**DATASET EXCERPTS**.
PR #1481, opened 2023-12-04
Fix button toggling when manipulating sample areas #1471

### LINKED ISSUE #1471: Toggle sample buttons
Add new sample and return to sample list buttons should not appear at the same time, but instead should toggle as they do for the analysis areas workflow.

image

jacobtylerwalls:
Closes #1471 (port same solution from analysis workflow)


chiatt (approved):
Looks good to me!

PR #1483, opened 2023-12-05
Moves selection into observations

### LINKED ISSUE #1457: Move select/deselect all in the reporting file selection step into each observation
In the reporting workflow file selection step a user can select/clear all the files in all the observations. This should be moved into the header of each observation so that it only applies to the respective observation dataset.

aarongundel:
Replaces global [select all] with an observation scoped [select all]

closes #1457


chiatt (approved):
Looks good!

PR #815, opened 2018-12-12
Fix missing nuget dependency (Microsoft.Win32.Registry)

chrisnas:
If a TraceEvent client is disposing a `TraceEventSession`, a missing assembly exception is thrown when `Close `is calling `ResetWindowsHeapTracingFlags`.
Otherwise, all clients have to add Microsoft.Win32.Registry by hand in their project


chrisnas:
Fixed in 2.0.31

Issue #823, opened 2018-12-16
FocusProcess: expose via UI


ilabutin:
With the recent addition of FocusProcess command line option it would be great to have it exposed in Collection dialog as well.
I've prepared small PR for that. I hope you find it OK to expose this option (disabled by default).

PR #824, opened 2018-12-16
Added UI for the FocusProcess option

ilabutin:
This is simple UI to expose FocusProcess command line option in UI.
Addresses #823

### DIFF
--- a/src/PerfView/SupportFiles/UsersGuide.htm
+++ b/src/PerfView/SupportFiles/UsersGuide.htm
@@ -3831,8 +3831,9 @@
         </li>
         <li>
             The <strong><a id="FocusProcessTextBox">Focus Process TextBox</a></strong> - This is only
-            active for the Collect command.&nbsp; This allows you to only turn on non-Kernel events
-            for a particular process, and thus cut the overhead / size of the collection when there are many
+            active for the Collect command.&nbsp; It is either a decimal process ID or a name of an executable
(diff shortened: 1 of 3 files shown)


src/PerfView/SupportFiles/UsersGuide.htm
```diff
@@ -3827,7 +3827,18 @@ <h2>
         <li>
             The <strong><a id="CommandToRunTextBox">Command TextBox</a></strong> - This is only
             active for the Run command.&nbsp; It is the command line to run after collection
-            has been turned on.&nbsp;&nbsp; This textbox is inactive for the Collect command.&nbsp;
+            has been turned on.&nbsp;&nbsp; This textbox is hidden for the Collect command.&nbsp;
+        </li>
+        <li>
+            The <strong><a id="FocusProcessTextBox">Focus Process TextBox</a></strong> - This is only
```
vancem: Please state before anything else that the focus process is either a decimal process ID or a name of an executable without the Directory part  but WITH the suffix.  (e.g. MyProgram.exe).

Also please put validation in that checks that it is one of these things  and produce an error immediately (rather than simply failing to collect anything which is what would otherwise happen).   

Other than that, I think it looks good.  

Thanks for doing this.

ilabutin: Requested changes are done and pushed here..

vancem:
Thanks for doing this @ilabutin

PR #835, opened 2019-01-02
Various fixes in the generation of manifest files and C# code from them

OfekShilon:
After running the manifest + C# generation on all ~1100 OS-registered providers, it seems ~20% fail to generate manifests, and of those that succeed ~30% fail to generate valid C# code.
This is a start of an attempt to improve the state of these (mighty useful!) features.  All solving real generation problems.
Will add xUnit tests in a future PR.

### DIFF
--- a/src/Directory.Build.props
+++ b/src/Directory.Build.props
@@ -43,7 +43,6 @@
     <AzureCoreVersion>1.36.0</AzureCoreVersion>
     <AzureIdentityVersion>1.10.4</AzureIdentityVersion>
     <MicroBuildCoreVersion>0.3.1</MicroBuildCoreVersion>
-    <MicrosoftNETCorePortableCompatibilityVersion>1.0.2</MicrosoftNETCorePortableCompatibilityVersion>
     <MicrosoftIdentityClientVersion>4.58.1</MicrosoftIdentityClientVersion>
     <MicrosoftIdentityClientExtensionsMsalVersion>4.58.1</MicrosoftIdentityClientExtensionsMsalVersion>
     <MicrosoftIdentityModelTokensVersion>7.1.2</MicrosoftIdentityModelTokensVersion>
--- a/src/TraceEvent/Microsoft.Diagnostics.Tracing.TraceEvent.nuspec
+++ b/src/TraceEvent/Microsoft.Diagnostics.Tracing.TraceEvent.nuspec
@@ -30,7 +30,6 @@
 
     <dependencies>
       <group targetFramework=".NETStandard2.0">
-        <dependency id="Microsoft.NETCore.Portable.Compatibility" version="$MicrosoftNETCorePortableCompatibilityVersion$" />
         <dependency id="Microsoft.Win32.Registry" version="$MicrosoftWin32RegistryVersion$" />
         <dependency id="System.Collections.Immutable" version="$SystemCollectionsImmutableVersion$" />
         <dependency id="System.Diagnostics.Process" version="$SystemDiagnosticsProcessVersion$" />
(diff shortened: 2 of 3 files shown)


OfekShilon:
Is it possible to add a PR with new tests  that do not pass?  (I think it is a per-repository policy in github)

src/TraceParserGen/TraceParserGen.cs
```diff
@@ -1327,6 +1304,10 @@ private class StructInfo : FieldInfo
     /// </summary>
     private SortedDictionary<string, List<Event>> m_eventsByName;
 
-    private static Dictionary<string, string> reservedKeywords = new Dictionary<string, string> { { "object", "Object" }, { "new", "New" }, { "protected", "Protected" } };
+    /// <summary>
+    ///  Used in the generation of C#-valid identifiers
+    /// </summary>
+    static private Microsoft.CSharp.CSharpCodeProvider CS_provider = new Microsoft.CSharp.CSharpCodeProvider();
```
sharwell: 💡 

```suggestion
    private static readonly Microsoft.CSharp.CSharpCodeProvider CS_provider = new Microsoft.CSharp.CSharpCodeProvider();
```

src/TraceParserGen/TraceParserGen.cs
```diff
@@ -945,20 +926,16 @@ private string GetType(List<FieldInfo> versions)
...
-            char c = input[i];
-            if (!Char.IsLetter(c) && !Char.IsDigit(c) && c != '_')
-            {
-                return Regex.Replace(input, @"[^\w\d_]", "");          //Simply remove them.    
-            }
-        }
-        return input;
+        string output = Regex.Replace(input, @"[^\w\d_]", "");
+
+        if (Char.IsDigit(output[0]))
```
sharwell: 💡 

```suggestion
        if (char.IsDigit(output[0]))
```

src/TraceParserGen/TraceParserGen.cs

**REQUIREMENT**. Produce only the lines from the line containing "Closes #1471 (port" through the line containing "### LINKED ISSUE #1457: Move", inclusive of both, exactly as they stand in the entries above.

**EXERCISE RESPONSE**.
Closes #1471 (port same solution from analysis workflow)


chiatt (approved):
Looks good to me!

PR #1483, opened 2023-12-05
Moves selection into observations

### LINKED ISSUE #1457: Move select/deselect all in the reporting file selection step into each observation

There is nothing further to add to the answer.